= Hartmut Holzapfel =

German politician

Hartmut Holzapfel (born 5 September 1944 in Röhrda, Germany; died 21 December 2022), was a Hessian politician (SPD), former Hessian Minister of Culture, and former chairman of the Hessian Council on Literature.

Holzapfel finished High School in 1964 and studied Sociology at the University of Frankfurt, MA equiv. 1969. Frankfurt was then the center of "liberal" sociology in Germany and of the second phase of the "Frankfurt School", often called the "German Berkeley". Holzapfel became active in Social Democratic party politics already in 1961, becoming the personal assistant of the Hessian Minister of Culture Ludwig von Friedeburg, the author of the most significant liberal education reforms in Germany of that period, in the key years from 1969 to 1974. 1972-1974 Holzapfel was also a member of the Frankfurt City Council.

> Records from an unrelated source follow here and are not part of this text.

PR #125, opened 2018-10-31
Pixel shader cleanup

JayFoxRox:
*I've originally intended to do more changes as part of a larger PR, but am splitting it into managable chunks now. This code has not been tested but it should work. Please test and review.*

This PR makes our c0 / c1 names more logical, and removes some dead-code. We had some variables which were only written, but never read.
I've also re-ordered texture/const-declaration and alpha-ref-logic code, because our order didn't make sense.

There should be no changes in observed behaviour.

### DIFF
--- a/hw/xbox/nv2a/nv2a_psh.c
+++ b/hw/xbox/nv2a/nv2a_psh.c
@@ -167,7 +167,6 @@ enum PS_FINALCOMBINERSETTING
 
 struct InputInfo {
     int reg, mod, chan;
-    bool invert;
 };
 
 struct InputVarInfo {
@@ -176,9 +175,6 @@ struct InputVarInfo {
 
 struct FCInputInfo {
     struct InputInfo a, b, c, d, e, f, g;
-    int c0, c1;
-    //uint32_t c0_value, c1_value;
-    bool c0_used, c1_used;
     bool v1r0_sum, clamp_sum, inv_v1, inv_r0, enabled;
 };
 
@@ -191,8 +187,6 @@ struct PSStageInfo {
     struct InputVarInfo rgb_input, alpha_input;
     struct OutputInfo rgb_output, alpha_output;
     int c0, c1;
-    //uint32_t c0_value, c1_value;
-    bool c0_used, c1_used;
 };
 
 struct PixelShader {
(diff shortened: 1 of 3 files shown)


hw/xbox/nv2a/nv2a_psh.c
```diff
@@ -245,36 +239,23 @@ static QString* get_var(struct PixelShader *ps, int reg, bool is_dest)
         }
         break;
     case PS_REGISTER_C0:
-        /* TODO: should the final stage really always be unique? */
         if (ps->flags & PS_COMBINERCOUNT_UNIQUE_C0 || ps->cur_stage == 8) {
-            QString *reg = qstring_from_fmt("c_%d_%d", ps->cur_stage, 0);
+            QString *reg = qstring_from_fmt("c0_%d", ps->cur_stage);
```
mborgerson: Order got swapped here, is that right? What would have been `c_X_0` is now `c0_X`

hw/xbox/nv2a/nv2a_psh.c
```diff
@@ -506,12 +487,11 @@ static void add_final_stage_code(struct PixelShader *ps, struct FCInputInfo fina
     QString *d = get_input_var(ps, final.d, false);
     QString *g = get_input_var(ps, final.g, false);
 
-    add_var_ref(ps, "r0");
-    qstring_append_fmt(ps->code, "r0.rgb = %s + mix(vec3(%s), vec3(%s), vec3(%s));\n",
+    qstring_append_fmt(ps->code, "fragColor.rgb = %s + mix(vec3(%s), vec3(%s), vec3(%s));\n",
```
mborgerson: Why change this here? Don't we set `fragColor = r0` later on?

hw/xbox/nv2a/nv2a_psh.c
JayFoxRox: Yes, that's the intention with this commit.

The register names (used by D3D) are C0 and C1. GL calls them GL_CONSANT_COLOR0_NV and GL_CONSANT_COLOR1_NV.

I think it's weird to call them "C[i]0" and "C[i]1" (which is basically what we do in master).

hw/xbox/nv2a/nv2a_psh.c
JayFoxRox: Using `r0` etc. is a leftover from Cxbx code where they used D3D ASM shaders. So they had to use these sort of temporaries.

The real output variable is called `fcoc` ([See "3.8.12.3  Final Combiner Stage Operation"](https://www.khronos.org/registry/OpenGL/extensions/NV/NV_register_combiners.txt)).

`fragColor` is much closer and shows the intention.

*I might rename `fragColor` to `fcoc` in the future or add a temporary again (for other reasons), but it's not really beneficial here. Naming it `r0` is just confusing.*

mborgerson:
I think we still have a lot of room for improvement in our shader code, and this is a step in the right direction. Thanks!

In 1974, Holzapfel was elected to the Hessian Parliament, the Landtag, and remained there until 2008, with an interruption in 1995-1999. Between 1991 and 1999, he was Minister of Culture (in charge primarily of schools but not of universities) and pursued a reformist agenda.

In 2004, Holzapfel became Chairman of the Hessian Council on Literature, a state foundation promoting and sponsoring literature and creative writing.